In higher education, the question is no longer “screens, yes or no,” but rather “which practices and what governance of attention.” At the population level, a meta‑analysis by Paterna and collaborators (2024), including nearly fifty thousand students, found a negative— albeit small — correlation between problematic smartphone use and academic achievement; that is, greater problematic use was associated with poorer academic performance. This signals the existence of consistent cognitive costs caused by frequent distractions, rapid task switching, and divided vigilance (Paterna et al., 2024). The diagnosis is not technophobic; it merely shifts the focus to the need for task designs that change the medium’s relevance to the learning goal; attention to notification management; criteria for intervals of attention recovery; and the structuring of practices that convert audiovisuals into support for the semantic organization of content rather than into noise. In health education, for example, this can be translated into clinical videos with meaningful pauses and probing questions; simulations with briefing/debriefing that make reasoning heuristics explicit; and parsimonious use of virtual or extended reality, according to the predominant skill type and students’ tolerance for visual symptoms (Morgado et al., 2024; Mergen et al., 2024; Simón‑Vicente et al., 2024).
Put differently, screens can enlarge the didactic power of seeing‑and‑interpreting when they bring relevant patterns to the fore, when they protect sleep, and when they minimize attentional competition.
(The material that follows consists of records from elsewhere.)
PR #537, opened 2023-05-15
async gpio fixes

### LINKED ISSUE #535: Level-triggered GPIO interrupts are firing multiple times
The above is a photo of the following issue:

I have a sensor (ADS1291 in this case), that has a low-active data ready line, and provides 48 bits of data as a response to a read command over SPI.

I also have a read task similar to this:

```rust
loop {
    drdy.wait_for_low().await;
    let sample = sensor.read().await;
    handle(sample);
}
```

It looks like the GPIO interrupt handler is fired multiple times mistakenly. I expected the following order of events:

 - `wait_for_low` registers an interrupt handler and suspends the task
 - data ready goes low, interrupt happens
 - interrupt handler is disabled during interrupt handling
 - sensor read happens, which causes data ready to go high
 - next iteration, `wait_for_low` registers an interrupt handler and starts the waiting game

The issue I'm experiencing here is that the second `wait_for_low` immediately returns, as I hope the photo makes clear.

MabezDev:
- Fix pin number calculation for bank1
- Clear interrupt status after disabling interrupt to avoid hardware pending another interrupt
- Clear interrupt on `InputFuture` creation.

Close #535

### DIFF
--- a/CHANGELOG.md
+++ b/CHANGELOG.md
@@ -24,6 +24,7 @@ and this project adheres to [Semantic Versioning](https://semver.org/spec/v2.0.0
 
 - DMA is supported for SPI3 on ESP32-S3 (#507)
 - `change_bus_frequency` is now available on `SpiDma` (#529)
+- Fixed a bug where a GPIO interrupt could erroneously fire again causing the next `await` on that pin to instantly return `Poll::Ok` (#537) 
 
 ### Changed
 - Improve examples documentation (#533)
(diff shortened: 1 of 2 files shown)


bugadani:
No more misfires, thanks!

bugadani:
One thing, though: what do you think about clearing status after the loop, instead of every iteration? It's unlikely that multiple GPIOs interrupt at the same time, but it's still probably enough to clear the status registers once at the end - we have the bit patterns to do this.

MabezDev:
Don't merge yet, sorry I've realised this might not be correct.

MabezDev:
I had a last-second wobble as @bugadani pointed out a possible logical error. However, in practice the hardware (at least on C3/S3) will clear the gpio interrupt status bit when `int_ena` is cleared. For the sake of an extra write (or two) I've added back the explicit clear just in case future chips (or older chips) don't work this way.

PR #541, opened 2023-05-15
feat(riscv): relocate `.trap` machinery to RAM

sethp:
This change follows through on relocating the `_vector_table`, `_start_trap`, and `_start_trap_rust` functions for all present build/link modes for the 'c2, 'c3, 'c6, and 'h2. 

It has been tested by running the `software_interrupts` example for the 'c3 in direct-boot and esp-bootloader contexts, but I wasn't able to identify how to run the `mcu-boot` mode for the 'c3, nor do I have present access to any of the other devices for testing.

### Must

    - at least, it introduces no new ones: I do see something about `Timer0::steal` for all devices and `RtcFastClockXtalD2` for the 'h2
- [x] All examples work.
    - that I was able to test, anyway (see above)
- [x] `cargo fmt` was run.

### Nice to have

### DIFF
--- a/CHANGELOG.md
+++ b/CHANGELOG.md
@@ -16,6 +16,10 @@ and this project adheres to [Semantic Versioning](https://semver.org/spec/v2.0.0
 - Add bare-bones PSRAM support for ESP32-S3 (#517)
 - Add async support to the I2C driver (#519)
 
+### Changed
+
+- Move core interrupt handling from Flash to RAM for RISC-V chips (ESP32-H2, ESP32-C2, ESP32-C3, ESP32-C6) (#541)
+
 ### Fixed
 
 - DMA is supported for SPI3 on ESP32-S3 (#507)
--- a/esp32c2-hal/ld/bl-riscv-link.x
+++ b/esp32c2-hal/ld/bl-riscv-link.x
@@ -56,11 +56,18 @@ SECTIONS {
     KEEP(*(.init));
     KEEP(*(.init.rust));
     KEEP(*(.text.abort));
-    KEEP(*(.trap));
-    KEEP(*(.trap.rust));
   } > ROTEXT
 }
 INSERT BEFORE .text;
+
+SECTIONS {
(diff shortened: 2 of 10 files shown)


bjoernQ:
The `skip-changelog` label should disable the check (in rare cases where a PR doesn't add something that should get mentioned in the CHANGELOG)

MabezDev (approved):
So it looks like this change moves about 2775 bytes into RAM. I don't think that will a be a huge deal, especially since the hal trap function is actually taking up most of that:

```
riscv32-esp-elf-objdump -t target/riscv32imc-unknown-none-elf/release/examples/software_interrupts| grep start_trap_rust_hal
40380880 g     F .trap  0000095a _start_trap_rust_hal
```

I imagine improvements in other PRs will reduce this usage quite a bit.

In my opinion this LGTM. Will let @bjoernQ voice any concerns about the memory usage if he wants.

bjoernQ (approved):

sethp:
Yeah for sure: sorry for the confusion, I was just thrown by the "only  changes to esp-hal-common" bit when this doesn't actually touch that directory at all.

sethp:
Also, I'm totally on board for gating this somehow, I'm just not sure what that looks like with linker scripts. A change to the `build.rs` that generates/copies different files depending on feature flags was the least-bad idea I had, and that seemed like it'd fall down ~immediately once there was a second feature to wrangle that way.

But if y'all want that, I'm happy to take it on: just let me know!

bjoernQ:
> Also, I'm totally on board for gating this somehow, I'm just not sure what that looks like with linker scripts. A change to the `build.rs` that generates/copies different files depending on feature flags was the least-bad idea I had, and that seemed like it'd fall down ~immediately once there was a second feature to wrangle that way.
> 
> But if y'all want that, I'm happy to take it on: just let me know!

The `build.rs` way is already used for ESP32 to reserve more of the RAM for bluetooth - t.b.h. I haven't had any better (or any other) idea

Issue #539, opened 2023-05-15
Implement async GPIO interrupts for Dual core chips


MabezDev:
See https://github.com/esp-rs/esp-hal/blob/70e453902cf0473145096ce515df0a4a3967b19b/esp-hal-common/src/gpio.rs#L1910

PR #542, opened 2023-05-15
Support for multicore async GPIO:

MabezDev:
Use the correct registers depending on which core the interrupt is being serviced on. Fixed a bug in the `esp32::gpio_intr` which would enable the interrupt on both cores. It now enables the interrupt for the core in which `listen()` is called.

I didn't add an example, as running the executor on the second core is a bit ugly due to the bounds on `start_app_core` (we probably want to take a look at improving this).

You can use this example to test it: https://gist.github.com/MabezDev/624738016d8ee67857b96e12253f656f

Closes https://github.com/esp-rs/esp-hal/issues/539

### DIFF
--- a/esp-hal-common/src/gpio.rs
+++ b/esp-hal-common/src/gpio.rs
@@ -1909,18 +1909,41 @@ mod asynch {
 
     #[interrupt]
     unsafe fn GPIO() {
-        // TODO how to handle dual core reg access
-        // we need to check which core the interrupt is currently firing on
-        // and only fire interrupts registered for that core
-        type Bank0 = SingleCoreInteruptStatusRegisterAccessBank0;
-        #[cfg(any(esp32, esp32s2, esp32s3))]
-        type Bank1 = SingleCoreInteruptStatusRegisterAccessBank1;
-        let mut intrs = Bank0::pro_cpu_interrupt_status_read() as u64;
+        // Whilst the S3 is a dual core chip, it shares the enable registers between
+        // cores so treat it as a single core device
+        cfg_if::cfg_if! {
+            if #[cfg(any(esp32c2, esp32c3, esp32c6, esp32h2, esp32s2, esp32s3))] {
+                type Bank0 = SingleCoreInteruptStatusRegisterAccessBank0;
+            } else {
+                type Bank0 = DualCoreInteruptStatusRegisterAccessBank0;
+            }
+        };
+        cfg_if::cfg_if! {
+            if #[cfg(any(esp32s2, esp32s3))] {
+                type Bank1 = SingleCoreInteruptStatusRegisterAccessBank1;
+            } else {
+                type Bank1 = DualCoreInteruptStatusRegisterAccessBank1;
+            }
+        };
+
+        let mut intrs = match crate::get_core() {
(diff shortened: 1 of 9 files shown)


esp-hal-common/src/soc/esp32/gpio.rs
```diff
@@ -72,10 +73,10 @@ pub(crate) fn get_io_mux_reg(gpio_num: u8) -> &'static crate::peripherals::io_mu
 }
 
 pub(crate) fn gpio_intr_enable(int_enable: bool, nmi_enable: bool) -> u8 {
-    int_enable as u8
-        | ((nmi_enable as u8) << 1)
-        | (int_enable as u8) << 2
-        | ((nmi_enable as u8) << 3)
+    match crate::get_core() {
```
bjoernQ, line 76: Just realized this was probably wrong even before - so worth double checking.

The TRM says
> GPIO_PINn_INT_ENA Interrupt enable bits for pin n: (R/W)
bit0: APP CPU interrupt enable;
bit1: APP CPU non-maskable interrupt enable;
bit3: PRO CPU interrupt enable;
bit4: PRO CPU non-maskable interrupt enable.

and also ESP-IDF says

> description: bit0: APP CPU interrupt enable  bit1: APP CPU non-maskable interrupt
 enable  bit3: PRO CPU interrupt enable  bit4:  PRO CPU non-maskable interrupt enable  bit5: SDIO's extent interrupt enable
 
However in tests everything looks fine 🤔

esp-hal-common/src/gpio.rs
```diff
@@ -1909,18 +1909,41 @@ mod asynch {
...
-        // we need to check which core the interrupt is currently firing on
-        // and only fire interrupts registered for that core
-        type Bank0 = SingleCoreInteruptStatusRegisterAccessBank0;
-        #[cfg(any(esp32, esp32s2, esp32s3))]
-        type Bank1 = SingleCoreInteruptStatusRegisterAccessBank1;
-        let mut intrs = Bank0::pro_cpu_interrupt_status_read() as u64;
+        // Whilst the S3 is a dual core chip, it shares the enable registers between
+        // cores so treat it as a single core device
+        cfg_if::cfg_if! {
+            if #[cfg(any(esp32c2, esp32c3, esp32c6, esp32h2, esp32s2, esp32s3))] {
```
JurajSadel, line 1915: Sorry for nitpicking, wouldn't be something like 

```suggestion
            if #[cfg(not(esp32))] {
```

more readable?

esp-hal-common/src/soc/esp32/gpio.rs
MabezDev: Yeah this was weird, I initially implemented like it says in the TRM, but the logic was flipped, i.e setting the APP bits would allow interrupts to fire on the the PRO CPU. I'll take another look and see if I'm missing anything obvious.

MabezDev: Actually,  I think it is correct as is but it's slightly weird because usually PRO CPU is mentioned first in the TRM but for some reason they decided to flip it around for this register :shrug:

JurajSadel (approved):
LGTM

PR #546, opened 2023-05-17
ESP32-S3: Move PSRAM functions to RAM

bjoernQ:
This moves functions dealing with PSRAM into RAM


MabezDev:
Is there a reason why this is needed?

bjoernQ:
It fixes one of the problems Juraj M. ran into with the spooky-maze example.
I think what happened there was that while we reconfigure SPI1 and SPI0 the code we called was not in the current cache-page but reading from flash wasn't possible in that moment (because we are reconfiguring the SPIs). I haven't checked my theory but it explains why the example works while in Juraj's code it crashed. At least moving one of the functions to RAM fixed that and just to be on the safe side I decided to put everything up the call-tree to RAM. Then there wasn't much left so I also moved the remaining functions to RAM

PR #549, opened 2023-05-17
Add all `SPI` examples for the ESP32-H2

jessebraham:
Adds all SPI-related examples for the ESP32-H2. This involved updating the `GDMA` and `SPI` peripheral drivers.

This was verified on hardware by @SergioGasquez and @JurajSadel, however I committed some `git` crimes since then so probably wouldn't hurt just to triple-check the examples.


esp32h2-hal/examples/embassy_spi.rs
```diff
@@ -0,0 +1,144 @@
...
+static EXECUTOR: StaticCell<Executor> = StaticCell::new();
+
+#[entry]
+fn main() -> ! {
+    esp_println::println!("Init!");
+    let peripherals = Peripherals::take();
+    let mut system = peripherals.PCR.split();
+    let clocks = ClockControl::boot_defaults(system.clock_control).freeze();
+
+    // Disable the watchdog timers. For the ESP32-C6, this includes the Super WDT,
```
SergioGasquez, line 68:
```suggestion
    // Disable the watchdog timers. For the ESP32-H2, this includes the Super WDT,
```

esp32h2-hal/examples/spi_eh1_device_loopback.rs
```diff
@@ -0,0 +1,161 @@
...
+use esp_backtrace as _;
+use esp_println::{print, println};
+
+#[entry]
+fn main() -> ! {
+    let peripherals = Peripherals::take();
+    let mut system = peripherals.PCR.split();
+    let clocks = ClockControl::boot_defaults(system.clock_control).freeze();
+
+    // Disable the watchdog timers. For the ESP32-C6, this includes the Super WDT,
```
SergioGasquez, line 41:
```suggestion
    // Disable the watchdog timers. For the ESP32-H2, this includes the Super WDT,
```

esp32h2-hal/examples/spi_eh1_loopback.rs
```diff
@@ -0,0 +1,133 @@
...
+use esp_backtrace as _;
+use esp_println::{print, println};
+
+#[entry]
+fn main() -> ! {
+    let peripherals = Peripherals::take();
+    let mut system = peripherals.PCR.split();
+    let clocks = ClockControl::boot_defaults(system.clock_control).freeze();
+
+    // Disable the watchdog timers. For the ESP32-C6, this includes the Super WDT,
```
SergioGasquez, line 39:
```suggestion
    // Disable the watchdog timers. For the ESP32-H2, this includes the Super WDT,
```

esp32h2-hal/examples/spi_halfduplex_read_manufacturer_id.rs
```diff
@@ -0,0 +1,124 @@
...
+use esp_backtrace as _;
+use esp_println::println;
+
+#[entry]
+fn main() -> ! {
+    let peripherals = Peripherals::take();
+    let mut system = peripherals.PCR.split();
+    let clocks = ClockControl::boot_defaults(system.clock_control).freeze();
+
+    // Disable the watchdog timers. For the ESP32-C6, this includes the Super WDT,
```
SergioGasquez, line 39:
```suggestion
    // Disable the watchdog timers. For the ESP32-H2, this includes the Super WDT,
```

esp32h2-hal/examples/spi_loopback.rs
```diff
@@ -0,0 +1,87 @@
...
+use esp_backtrace as _;
+use esp_println::println;
+
+#[entry]
+fn main() -> ! {
+    let peripherals = Peripherals::take();
+    let mut system = peripherals.PCR.split();
+    let clocks = ClockControl::boot_defaults(system.clock_control).freeze();
+
+    // Disable the watchdog timers. For the ESP32-C6, this includes the Super WDT,
```
SergioGasquez, line 38:
```suggestion
    // Disable the watchdog timers. For the ESP32-H2, this includes the Super WDT,
```

esp32h2-hal/examples/spi_loopback_dma.rs
```diff
@@ -0,0 +1,131 @@
...
+use esp_backtrace as _;
+use esp_println::println;
+
+#[entry]
+fn main() -> ! {
+    let peripherals = Peripherals::take();
+    let mut system = peripherals.PCR.split();
+    let clocks = ClockControl::boot_defaults(system.clock_control).freeze();
+
+    // Disable the watchdog timers. For the ESP32-C6, this includes the Super WDT,
```
SergioGasquez, line 40:
```suggestion
    // Disable the watchdog timers. For the ESP32-H2, this includes the Super WDT,
```

bjoernQ:
Maybe it would make sense to change the pins - at least on my boards GPIO7 doesn't seem to be available on the pin headers

SergioGasquez:
> Maybe it would make sense to change the pins - at least on my boards GPIO7 doesn't seem to be available on the pin headers

Agree, here is the diff my pin changes that I've used for testing: [pins.zip](https://github.com/esp-rs/esp-hal/files/11500280/pins.zip)

SergioGasquez:
Btw, just tested the examples again and all of them seem to be working!

bjoernQ:
Ah yes GPIO 6 is also not available.

Also the clock seems to be slightly off:

image

The spi_loopback.rs example requests `100u32.kHz()`

Also I guess we could add `qspi_flash.rs` (I have one of those flash chips so I can verify that)

jessebraham:
Okay thanks, I'll update each example to use those pins and add the missing example.

SergioGasquez:
I've been investigating the frequency issue, here is what I've found:

I was able to solve it by using the XTAL clock (changing to `0` in https://github.com/esp-rs/esp-hal/pull/549/files#diff-13231643cd8aa34e91c614e3f5280962f1e3f2c53a8fa3012786d95865eaf3e6R2149):
image

Looking at esp-idf source, [H2](https://github.com/espressif/esp-idf/blob/54576b7528b182256c027de86eb605a172bc2821/components/soc/esp32h2/include/soc/clk_tree_defs.h#L310-L315) and [C6](https://github.com/espressif/esp-idf/blob/54576b7528b182256c027de86eb605a172bc2821/components/soc/esp32c6/include/soc/clk_tree_defs.h#L300-L305) default clock is the PLL and, the select method is the same for [H2](https://github.com/espressif/esp-idf/blob/54576b7528b182256c027de86eb605a172bc2821/components/hal/esp32h2/include/hal/spi_ll.h#L104-L118) and [C6](https://github.com/espressif/esp-idf/blob/54576b7528b182256c027de86eb605a172bc2821/components/hal/esp32c6/include/hal/spi_ll.h)

The thing is,  according to the TRM if we want to use the PLL clock, `1` should be correct, although its 48M in C2 and 80M in C6:
image
> Left H2 | Rigth C6


@bjoernQ tested (my C6 devkit is not working for some reason) if the frequency issue was also present in C6, since it should be the same, but C6 works fine.

jessebraham:
I've rebased and updated the SPI clock configuration as per the above comment. @SergioGasquez would you mind please verifying that things are now working correctly?

SergioGasquez:
> I've rebased and updated the SPI clock configuration as per the above comment. @SergioGasquez would you mind please verifying that things are now working correctly?

Just tried the `spi_lookback` example with the recent changes and freq seems to be working fine: 
image

esp-hal-common/src/spi.rs
```diff
@@ -2141,12 +2141,23 @@ pub trait Instance {
...
+                .spi2_clkm_conf
+                .modify(|_, w| w.spi2_clkm_sel().bits(1));
+        }
 
+        // NOTE: `spi2_clkm_sel` should be set to 1 for the ESP32-H2 as well, according
+        // to the TRM; however, this does not seem to work, while using 0 produces the
+        // correct clock rate. This should be further investigated.
+        #[cfg(esp32h2)]
+        unsafe {
             // use default clock source PLL_F80M_CLK
```
SergioGasquez, line 2157: We are using `XTAL_CLOCK` not the PLL, and the PLL clock for the ESP32H2 Is 48MHz

jessebraham:
I've fixed the comment and rebased this branch again.

Given that the `SPI` data transfer seems to be working (as indicated by the success of the various `SPI` examples) and that we have a lot of clock-related issues across the board for the H2, I think this is probably okay to merge as-is unless anybody has any major objections.

bjoernQ:
Probably doesn't make sense to further block this but we should probably create an issue to remind us to re-think the choose of the clock source here?

JurajSadel:
I'm doing some testing based on internal discussion, please don't merge this yet

JurajSadel:
When CI is green this should be ready for final review. I tested all examples with LA but QSPI, @bjoernQ could you please try that?

bjoernQ:
`qspi_flash` example works. Also using `pll_48m_clock` is the right fix for this 👍 This would also be needed to fix `TIMG`

bjoernQ (approved):
LGTM

bjoernQ:
Frequency seems fine

image

Issue #326, opened 2022-12-23
ADC Calibration


sourcebox:
On ESP32-S3 with an attenuation of 11dB, the readings saturate at about 1.5V. I have a correcttly working project for the same board using the IDF with C. In this project, the resolution is set to 12-bit whereas the setting in `esp-hal` is fixed at 13-bit. It would be nice to also have a configurable setting for the resolution.

---

**Edit by @jessebraham**

Status of ADC calibration is as follows:

- [ ] ESP32
- [x] ESP32-C2
- [x] ESP32-C3
- [x] ESP32-C6
- [x] ESP32-H2
- [ ] ESP32-S2
- [x] ESP32-S3

MabezDev:
I don't believe we do any ADC calibration so that would be another thing to fix in esp-hal.

bjoernQ:
So, I double checked some things

Having 13-bit on ESP32-S3 is wrong since it _only_ supports 12-bit - but setting the bit-width is a no-op here - so it's not the cause of the problems.

I compared the readings to esp-idf and certainly the esp-idf readings are correct while esp-hal shows the described behavior.

But if I change `components/esp_adc/adc_oneshot.c` and remove the code guarded by `SOC_ADC_CALIBRATION_V1_SUPPORTED` in `adc_oneshot_read` I get very similar readings. 

So, the real problem is actually the uncalibrated reads

dimpolo:
So I tried to understand this whole calibration thing but at this point I give up.

I found these files:
https://github.com/espressif/esp-idf/blob/master/components/hal/esp32s3/include/hal/adc_ll.h
https://github.com/espressif/esp-idf/blob/master/components/soc/esp32s3/include/soc/regi2c_saradc.h

The code seems to:
* write to some I2C registers?
* call abort? [line](https://github.com/espressif/esp-idf/blob/master/components/hal/esp32s3/include/hal/adc_ll.h#L797)
* have random looking register offsets (see regi2c_saradc.h)
* maybe communicate with the ULP coprocessor?
* summon Cthulu?

Is any of this documented somewhere or is there someone knowledgeable about it I could ask?
What are the steps required for calibration?

bjoernQ:
I also had a look and it's unfortunately under-documented in the TRM

[...]

PR #550, opened 2023-05-18
C3: ADC raw values calibration

JurajSadel:
This adds initial ADC raw values calibration. The solution is ported from https://github.com/apache/nuttx/blob/master/arch/risc-v/src/esp32c3/esp32c3_adc.c

The `11dB` attenuation seems to be working fine, however, other values(0, 2.5, and 6dB) are weird - I'm getting 4095(raw) for the default state (with `11dB` I'm getting ~2200(raw)). The weirdest thing here is that I have the same behavior in [ESP-IDF oneshot example](https://github.com/espressif/esp-idf/blob/master/examples/peripherals/adc/oneshot_read/main/oneshot_read_main.c). I've tested with Rust board (C3, revision3) and 5V joystick.

If anyone has any idea, what is going on with `attenuations` (or can test this code) it'd be very appreciated.
I'll look into calculating voltage from raw values in the meantime.

Related #326


bjoernQ:
Tested on ESP32-C3 and I get the same values I get with the eps-idf example. (With `ADC_ATTEN_DB_0` and `ADC_ATTEN_DB_11`)

bugadani:
How big an effort would be to extend this to the S3? Looking at the comment above the constants, it looks like this PR is based on S3 code. I can test 11dB, maybe 6dB attenuation in my project.

esp-hal-common/src/analog/adc/riscv.rs
```diff
@@ -1,16 +1,71 @@
...
+#[cfg(not(esp32c6))]
+use crate::rom::rom_i2c_writeReg_Mask;
 use crate::{
     analog::ADC1,
     peripheral::PeripheralRef,
     peripherals::APB_SARADC,
     system::{Peripheral, PeripheralClockControl},
 };
 
+// constants taken from https://github.com/espressif/esp-idf/blob/045163a2ec99eb3cb7cc69e2763afd145156c4cf/components/soc/esp32s3/include/soc/regi2c_saradc.h
```
bugadani, line 22: Please correct the link to point to the c3 header. At least `I2C_SAR_ADC_HOSTID` is different from the linked file

esp-hal-common/src/soc/esp32c3/efuse.rs
```diff
@@ -59,4 +59,25 @@ impl Efuse {
         let efuse = unsafe { &*EFUSE::ptr() };
         efuse.rd_repeat_data1.read().wdt_delay_sel().bits()
     }
+
+    /// Read Efuse data and return them
+    pub fn read_efuse(address: u32, offset: u32, size: u32) -> u32 {
```
katyo, line 64: Efuses also can be read via peripheral access like so:
```rust
let efuse = unsafe { &*EFUSE::ptr() };

efuse.rd_sys_part1_data0.read().bit_field()
```
But seems currently bit fields isn't described.
(see registers definition in [esp32c3.base.svd](/esp-rs/esp-pacs/blob/4fe079193d4261319672bf91e4c11a5efb4a8268/esp32c3/svd/esp32c3.base.svd#L7542))

elpiel:
Is there anything else I need to do apart from using the branch to test this out?

ADC values still don't show correct values:

Screenshot from 2023-06-12 14-02-41
I'm measuring a 250 mAh battery (4.2V max) with a voltage divider (2 x 470 k Ohms resistors) and these are the values I get.
With attenuation 11db I should see ~ (4.2V/2) = 2.1V for a full battery.

JurajSadel:
@elpiel Could you try [this PR](https://github.com/esp-rs/esp-hal/pull/555), please?

jessebraham:
Superseded by #555

PR #551, opened 2023-05-18
Initial support for PCNT in ESP32-H2

SergioGasquez:
Adds initial support for PCNT and the `pcnt_encoder` example.

I couldn't fully test the example as I don't have a rotatory encoder, but I was able to see some prints by shorting the pins. If someone could properly test it, it would be appreciated!


bjoernQ (approved):
LGTM

Was able to test this with a rotary encoder - works fine

PR #552, opened 2023-05-19
Fix half-duplex SPI read

bjoernQ:
When testing with a QSPI RAM chip it turned out that the non-DMA reading sometimes reads garbage in non-release mode.


MabezDev (approved):
LGTM!

PR #554, opened 2023-05-22
Set ADC attenuation for the correct ADC instance

bugadani:
This PR fixes a very well hidden bug where both ADCs configure the attenuation values of ADC1.

cc #550 #326


MabezDev (approved):
Ouch, that's a nasty one. I even had to take a double glace to actually see the change :sweat_smile:. Nice spot!

JurajSadel (approved):
LGTM, thank you for spotting it!

PR #777, opened 2023-09-03
Some general cleanup

bugadani:
I've added missing feature flag docs (even though single-core, the S2 does support the new executors), resolved a few warnings and removed unnecessary macro exports and duplicated imports. I've also cleaned up the weird analog module structure.


MabezDev (approved):
LGTM, thanks!

PR #779, opened 2023-09-04
Macro to load LP core code

bjoernQ:
This adds a macro for ESP32-C6 LP core to take configured pins.
On the HP core side there is a macro to load that code into LP ram and execute it.

Most probably the error handling should get improved


bjoernQ:
No idea what the problem with the checkout action is about.

JurajSadel (approved):
LGTM!

jessebraham:
Would you mind explaining the changes to the CI workflow? I don't quite follow.

MabezDev:
> Would you mind explaining the changes to the CI workflow? I don't quite follow. If we are changing the MSRV back for whatever reason, could you please update the README to reflect this as well?

I think the idea is that `RUSTC_BOOTSTRAP` allows unstable features to be used with a stable compiler, which seems to be a good fit for this msrv check where we use `-Zbuild-std`

bjoernQ:
Thanks for the review! Any objections or does someone want more time to look into this? Otherwise, I guess I'll rebase and merge it end of today or tomorrow morning

Naming of `esp32c6-lp-procmacros` is probably debatable since we might be able to the same code for the ULPs and upcoming LP cores, too. But we can still rename it once that happens

jessebraham:
I really would prefer not to have binaries checked into git if at all possible, as I previously mentioned. Other than that I think it looks okay, haven't dug into it in too much detail.

bjoernQ:
I can make sure to build the LP examples in the same job before building the HP examples. Will try that

bjoernQ:
Not having the binary checked in makes the CI builds a bit more complicated (but not too much) and needs the user to follow the instructions in the example. But not a big deal

PR #783, opened 2023-09-05
Begin next release cycle

jessebraham:
Just updates the `CHANGELOG.md` files. Also removed the tag links for `esp-riscv-rt` since we're not currently tagging for that package, can replace them if this ever changes in the future.


MabezDev (approved):

jessebraham:
GHA doesn't seem to want to actually run our CI, so just merging anyway...

PR #787, opened 2023-09-12
Async RMT

bjoernQ:
This adds async support for RMT. For now, it doesn't support wrap-mode - if we want that we should add that in a separate PR

It also fixes general RMT-RX (was broken after some refactorings)

It was necessary to pin `toml_edit` (transitive dependency) because they bumped their MSRV in 0.19.15

Once we agree on 1.66.0 as the MSRV we can unpin / remove the dependency

### DIFF
--- a/CHANGELOG.md
+++ b/CHANGELOG.md
@@ -12,6 +12,7 @@ and this project adheres to [Semantic Versioning](https://semver.org/spec/v2.0.0
 ### Added
 
 - Implement enabling/disabling BLE clock on ESP32-C6 (#784)
+- Async support for RMT (#787)
 
 ### Changed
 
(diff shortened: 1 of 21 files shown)


MabezDev (approved):
1.66 is nearly a year old, so I don't see a reason not to bump msrv. Maybe we should discuss a CURRENT_VERSION - 1 model for MSRV at some point, so we can just bump whenever we need to.

LGTM though, happy to be merged in this form or with the MSRV change.

JurajSadel (approved):
LGTM, examples seem to work fine on my end as well.

bjoernQ:
Thanks for the reviews! I will create a separate issue to align on the MSRV and merge this as is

They can, however, impoverish meaning when they colonize rest time, when they privilege salient stimuli over conceptual relations, and when they install a regime of micro‑interruptions that erodes working memory.
In health professions education, where learning hinges on learning to observe, judge, and act, it is worth preferring uses that integrate audiovisuals and reflection, as well as explicitly teaching the importance of attention management and sleep literacy, for it is in this arrangement that benefits outweigh harms (Morgado et al., 2024; Hartstein et al., 2024; Nagata et al., 2024; Paterna et al., 2024).
Let this reflection close with a simple image: learning with screens requires rhythm and care— which means choosing when to look and when to suspend the gaze, when to advance and when to breathe between images; it means accepting that intelligence is made of pauses, of protected sleep, of shared attention, and that good mediation turns glare into work light and noise into meaning. In practice, we educate better when we offer students a pedagogy of pause and presence: videos that invite questions rather than mere consumption; simulations that return to the body the measure of the gesture rather than only the performance of the outcome; routines that preserve rest as part of study. Thus the screen ceases to be an end and returns to being an open window onto the world, but with a frame — so the world does not devour us while we learn to name it.